The even larger truth is that most of the best comedy is born from pain. A popular theory is that every gay man has a "mother." Pryor, Jerry Seinfeld, and Ray Romano are three of many examples of the same being true of successful comedians,
The recent Virgil Films DVD release of the 2018 documentary "I Am Paul Walker" further solidifies the role of Virgil in the hearts and minds of pop culture fans. This love begins with the (recently reviewed) documentary "Outatime" about restoring the "Back to the Future" DeLorean and continues with Virgil titles that are subjects of upcoming posts. These include a modern indie film starring Ralph "Daniel San" Macchio and a documentary on "The Great Escape" featuring many people who participated in making that film.
The aptly titled "Walker" tells the tale of the personal and the professional lives of the titular star of the "The Fast and the Furious" franchise, The following YouTube clip of a trailer for this film shows how the folks who knew either or both incarnations of this guy who was equal parts stud and righteous dude always will mourn his death that occurred two months after he turned 40.

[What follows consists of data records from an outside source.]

PR #571, opened 2015-08-20
Considered automatic custos when setting the next custos.

### LINKED ISSUE #569: Incorrect auto-custos on clef change at the end of a line
The automatic custos between the two pictured lines was generated with `(z0::c3)`.  Because of the clef change, the custos should be showing on the top line, but it is not.

image

The generated GregorioTeX code is correct:
```
\GreDiscretionary{%
\GreSyllable{}{}{}{1}{\GreSetNextSyllable{}{}{}}{}{0}{}{%
\GreInDivisioFinalis{}%
}%
%
}{%
\GreSyllable{}{}{}{1}{\GreSetNextSyllable{}{}{}}{}{0}{}{%
\GreEndOfElement{1}{1}%
\GreCusto{12}%
\GreInDivisioFinalis{}%
\GreChangeClef{c}{3}{0}{3}%
}%
%
}%
```

Notably, the `\GreCusto{12}` does indicate that the custos should be on the top line.  It would appear that the "localrightcontent" supplants this setting with one based on the physical position of the next note.

henryso:
Considered automatic custos when setting the next custos.
Recomputed the next custos if the clef change discretionary is printed.
Fixed the manual custos by reusing the automatic custos code.
Fixes #569.

This is ready for review and merge if acceptable.

Several dump/gtex tests (which use the explicit custos features in various ways) fail, but the new results are appropriate.  Because the manual custos is now rendered at the element (rather than glyph) level, there is additional space before it, but this is consistent with automatic custos.  This causes the `divisio_finalis` output test to fail in an acceptable manner.  All other tests pass.  Once this is merged, I will add a test for these fixes themselves.

### DIFF
--- a/CHANGELOG.md
+++ b/CHANGELOG.md
@@ -3,6 +3,8 @@ All notable changes to this project will be documented in this file.
 As of v3.0.0 this project adheres to [Semantic Versioning](http://semver.org/). It follows [some conventions](http://keepachangelog.com/).
 
 ## [Unreleased][unreleased]
+### Fixed
+- Corrected the rendering of explicit automatic and manual custos at the end of lines when the clef change that follows it is pushed to the next line (see [#569](https://github.com/gregorio-project/gregorio/issues/569)).
 
 
 ## [4.0.0-beta] - 2015-08-01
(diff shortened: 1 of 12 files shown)


henryso:
A message on the mailing list reminds me that there are some other cases I need to test.  I'll work on them tomorrow.

henryso:
This is *now* ready for review and merge.  I've updated the description to reflect the changes.

eroux:
Ok !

We first meet this All-American Midwest boy via home-movie footage of a childhood birthday party. This sets that stage for mother Cheryl Walker, father Paul Walker III, and siblings Cody and Ashlie to share stories of the man whom most of us only know through his television and film work. This guy always smiling for the camera, looking cute in his younger days, and being muy caliente even during puberty helps explain his decades of extraordinary success regarding auditions.
We also hear from two childhood friends who remained close to Walker until the end of his life. The talking heads who share memories from the professional side include a couple of directors, a manager, and "Fast" co-star Tyrese Gibson. A clip from a "Fast" movie showed that the stars were not acting regarding their on-screen relationship.

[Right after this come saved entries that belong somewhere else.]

PR #573, opened 2015-08-21
Texrenaming Phase III

rpspringuel:
This completes the renaming and documenting of all the macros to be consistent with the standards we discussed in #383.

The only exception are the names of the fonts.  These are currently a bit of a hodge-podge: `\gregoriofont`, `\gregoriostylefont`, `\gre@nabcfont`, `\gre@fontofbiginitial` (PlainTeX only), `\gre@fontofinitial` (PlainTeX only), and some whose names are less immediately clear because they are defined by Lua based on the value of some string variable.  I haven't done anything with these because of just how much of a mess changes here could make (especially for the ones defined by Lua).  My thoughts are to name them in the pattern `\gre@font@...` but I'm also willing to leave well enough alone if that's what others would prefer.

These changes require some changes to the tests in order to get them all to pass.  I'll post a matching pull request on gregorio-test which indicates those changes.


doc/Command_Index_User.tex
```diff
@@ -565,28 +568,40 @@ \subsubsection{Glyph Alteration}
   \#5 & dimension & vertical shift of the bar glyph.\\
 \end{argtable}
 
+\macroname{\textbackslash greseperator}{\{\#1\}\{\#2\}}{gregoriotex-symbols.tex}
```
henryso: Misspelled; should be greseparator (the spelling is correct in the description below).

doc/Command_Index_User.tex
```diff
@@ -1099,6 +1126,108 @@ \subsection{Distances}\label{distances}
...
+Space between elements in ancient notation.
+
+Default: \unit[0.06927]{cm} plus \unit[0.00182]{cm} minus \unit[0.00363]{cm}
+
+\macroname{nabclargerspace}{}{gsp-default.tex}
+Larger space between elements in ancient notation.
+
+Default: \unit[0.10938]{cm} plus \unit[0.01822]{cm} minus \unit[0.00911]{cm}
+
+\macroname{clivisalignmentmin}{}{gsp-defualt.tex}
```
henryso: Misspelled; should be gsp-default.tex

doc/Command_Index_User.tex
```diff
@@ -1099,6 +1126,108 @@ \subsection{Distances}\label{distances}
...
+
+Default: 10001
+
+\macroname{\textbackslash grenewlinepenalty}{}{gsp-default.tex}
+Penalty to force a line break.
+
+Default: -10001
+
+\macroname{\textbackslash grelooseness}{}{gsp-default.tex}
+The looseness within a score.
```
henryso: What exactly is "looseness"?

doc/Command_Index_User.tex
```diff
@@ -1099,6 +1126,108 @@ \subsection{Distances}\label{distances}
...
+
+Default: \verb=\looseness=
+
+\macroname{\textbackslash gretolerance}{}{gsp-default.tex}
+The tolerance within a score.
```
henryso: What exactly is "tolerance"?  Tolerance to what?

doc/Command_Index_User.tex
```diff
@@ -1099,6 +1126,108 @@ \subsection{Distances}\label{distances}
...
+
+Default: 9000
+
+\macroname{\textbackslash grepretolerance}{}{gsp-default.tex}
+The pretolerance within a score.
```
henryso: What exactly is "pretolerance"?

doc/Command_Index_internal.tex
```diff
@@ -40,24 +40,27 @@ \section{Gregorio\TeX{} Controls}
...
+  \#1 & string & name of the obsolete macro\\
+  \#2 & string & name of the correct macro to use\\
+\end{argtable}
+
 \macroname{\textbackslash gre@loadgregoriofont}{}{gregoriotex-main.tex}
 Loads the chosen font for the neumes at the correct size.
 
 \macroname{\textbackslash gre@calculate@constantglyphraise}{}{gregoriotex-spaces.tex}
-%\verb=\gre@calculateconstantglyphraise=%tex.tex
 Macro to caluclate \verb=\gre@constantglyphraise=
```
henryso: I know you didn't put this line in but caluclate is misspelled.  Should be calculate.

Everything indicated that Walker had a good heart and would give you the shirt off his back or the expensive racing car off his driveway so long as you exhibited what once was common courtesy. Learning that this guy best known for a film franchise that catered to teen boys also had a strong intellect and desire to use his star power for good, rather than for evil, fully ensured his place in the top two choices in the "or kill" game.
Hearing about the hair-trigger temper of Walker reflected his tough-guy heritage that included a paternal grandfather who boxed professionally and a father who was a Vietnam combat veteran. Arguably the most funny story in "Walker" began with our subject holding the door open for a man leaving a store with an armful of merchandise. That guy saying "Thanks, Bitch" earned him an epic beat-down.
We also learn that the similarities between Walker and fellow macho-man Steve McQueen extended beyond their ruggedness. Both men remained very handsome as they aged and had addict-level needs for speed. These attributes and the particular affinity for race cars earned Walker a comparison to James Dean.
The Dean parallel also extended to the death of both men while driving. The shared circumstances of the death of Walker within minutes of leaving a charity event was particularly shocking. One can only hope for the sake of St. Peter that that doorman of Heaven did not give Walker any grief on his arrival.
The bigger picture is that many of us to whom the "Fast" movies did not appeal got the treat of learning about one of the good guys in Hollywood who remained comically laid-back and was a contender for Father of the Year even after becoming Hollywood royalty.